3 Min Read
(Reuters) - The latest entry in the "Star Wars" franchise divided film critics on Tuesday, but is expected to bring in more than $300 million (£236.8 million) at the global box office this weekend despite a social media boycott campaign over its perceived political slant.
Reviewers either loved or hated Disney's "Rogue One: A Star Wars Story." Rolling Stone magazine praised its "emotional, loopy, let's-put-on-a-show spirit that made us fall in love with the original trilogy," but the New Yorker called it "lobotomised and depersonalized."
"Rogue One" arrives in theaters a year after the main cast of the original 1977 film reunited for "The Force Awakens," which went on to take more than $2 billion at the box office.
Box office analysts expect "Rogue One," which starts its worldwide rollout on Wednesday, to do smaller business overall but to gross a bumper $300-$350 million on its opening weekend.
The box office predictions have not changed since a boycott campaign, #DumpStarWars, gained steam on Twitter with claims that "Rogue One" contains scenes that are anti-U.S. President-elect Donald Trump and portray the galactic Empire in "Star Wars" as a white supremacist organization.
"Rogue One" stars Felicity Jones at the head of a brand new cast and follows a group of rebels who band together to fight the evil Darth Vader's plans for intergalactic domination. It is a standalone prequel to the 1977 film "A New Hope."
Asked about the social media claims, Disney Chief Executive Bob Iger told The Hollywood Reporter last weekend that there were "no political statements" in the movie.
"Quite frankly, it's silly," Iger said of #DumpStarWars. "I have no reaction to (this) story at all."
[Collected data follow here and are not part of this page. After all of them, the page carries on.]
PR #1277, opened 2018-01-30
Revise show realname code and uniqueness checks

vboctor:
- Remove user realname uniqueness check against usernames or real names.  Username is required to be unique.
- Remove `$g_differentiate_duplicates` config option and reference to `duplicate_realname` user field that doesn't exist.
- When displaying usernames always display username, then annotate with realname in tooltip or realname between brackets.  This guarantees uniquness.
- Always showing username makes @ mentioning users easier. #23375
- Refactor code to centralize crafting of display name.
- Refactor code to centralize crafting of name used for sorting.
- Make sure that show realname threshold is always checked.

Fixes #23909, #23900, #23375

### DIFF
--- a/core/user_api.php
+++ b/core/user_api.php
@@ -937,7 +937,12 @@ function user_get_email( $p_user_id ) {
  * @return string
  */
 function user_get_username( $p_user_id ) {
-	return user_get_field( $p_user_id, 'username' );
+	$t_row = user_cache_row( $p_user_id, false );
+	if( false == $t_row ) {
+		return lang_get( 'prefix_for_deleted_users' ) . (int)$p_user_id;
+	}
+
+	return $t_row['username'];
 }
 
 /**
--- a/core/user_api.php
+++ b/core/user_api.php
@@ -1027,21 +1027,15 @@ function user_get_name( $p_user_id ) {
 
 	if( false == $t_row ) {
 		return lang_get( 'prefix_for_deleted_users' ) . (int)$p_user_id;
-	} else {
-		if( ON == config_get( 'show_realname' ) ) {
-			if( is_blank( $t_row['realname'] ) ) {
-				return $t_row['username'];
-			} else {
-				if( isset( $t_row['duplicate_realname'] ) && ( ON == $t_row['duplicate_realname'] ) ) {
-					return $t_row['realname'] . ' (' . $t_row['username'] . ')';
-				} else {
-					return $t_row['realname'];
-				}
-			}
-		} else {
-			return $t_row['username'];
+	}
+
+	if( ON == config_get( 'show_realname' ) ) {
+		if( !is_blank( $t_row['realname'] ) ) {
+			return $t_row['realname'];
 		}
 	}
+
+	return $t_row['username'];
 }
 
 /**
--- a/core/user_api.php
+++ b/core/user_api.php
@@ -987,14 +987,22 @@ function user_get_name( $p_user_id ) {
 }
 
 /**
+ * Show realnames be shown to logged in user?
+ *
+ * @return bool true to show, false otherwise.
+ */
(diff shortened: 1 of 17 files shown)


core/user_api.php
```diff
@@ -318,65 +326,42 @@ function user_ensure_email_unique( $p_email, $p_user_id = null ) {
...
-			$t_users[] = $t_row;
-		}
-		$t_duplicate_count = count( $t_users );
-
-		if( $t_duplicate_count > 0 ) {
-			# set flags for non-unique realnames
-			if( config_get( 'differentiate_duplicates' ) ) {
-				for( $i = 0;$i < $t_duplicate_count;$i++ ) {
-					$t_user_id = $t_users[$i]['id'];
-					user_set_field( $t_user_id, 'duplicate_realname', ON );
```
atrol: As `differentiate_duplicates` defaulted to `OFF` and was not completely implemented, we could drop the column now. If not, we should create an issue with tag `schema` to consider it when introducing other database schema changes.

vboctor: I could not find a `differentiate_duplicates` in `schema.php`, so not sure if this code ever worked.

atrol: You are right, the column does not exist.

dregad:
I believe there is something conceptually wrong with this whole thing.

Realnames are not unique. That's a fact. And we can't force them to be in Mantis, because there are scenarios where this is out of our control (e.g. LDAP).

dregad:
> We enforce user name uniqueness.

As well we should (and need to) since it's the user's identifier.

> A user can use their real name as their user name, since regex allows it (and regex is customizable) and I have seen this before.

That's fine, the uniqueness is guaranteed.

> We enforce realname uniqueness against usernames (so if a user has John Smith as username, others can't use it as a real name).

This is what I'm challenging. If my name is _John Smith_, why should I be known as _John Smith 2_ or whatever other way to bypass the unique check ? Moreover, as I was saying before, I may not even have the option to edit my realname (if it comes from an LDAP directory).

> When show real name is set to ON, we only display real name. For users who don't have a real name we use username.

That's fine. The only thing we need (to avoid confusing users bearing the same real name) is to provide a way to differentiate them when using the Realname (e.g. by tagging the username, something like _John Smith (jsmith)_ vs _John Smith (john_smith). An alternative is, as per your suggestion, to always use the realname (with Realname as an optional pop-up) and get rid of show_realname.

>LDAP doesn't enforce real name uniqueness against other real names or usernames. LDAP however enforces username uniqueness.

Exactly. It should not, and neither should we.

Trump supporter Jack Posobiec, one of the people behind #DumpStarWars, said in a livestream on Periscope on Monday, "Why would you give your money to people who hate you?... Why do you want to take your kids to something that will influence them in a way to hate the president?"
"Rogue One" reviews on Tuesday did not mention any political bias and the movie has already grabbed the highest advance ticket sales this year, U.S. online ticket seller Fandango said.
Fandango said it had sold "hundreds of thousands of tickets" in the first few minutes after they went on sale on Nov. 28. It does not release ticket sale totals.
Variety film critic Peter Debruge said that for stalwart "Star Wars" fans, "Rogue One" is "the prequel they've always wanted," while Peter Bradshaw at Britain's Guardian newspaper called it an "exhilarating, good-natured, enjoyable adventure."
A.O. Scott for the New York Times, however, called it a "thoroughly mediocre movie" and the Wall Street Journal's Joe Morgenstern found it "a fall-alone film of dinky proportions."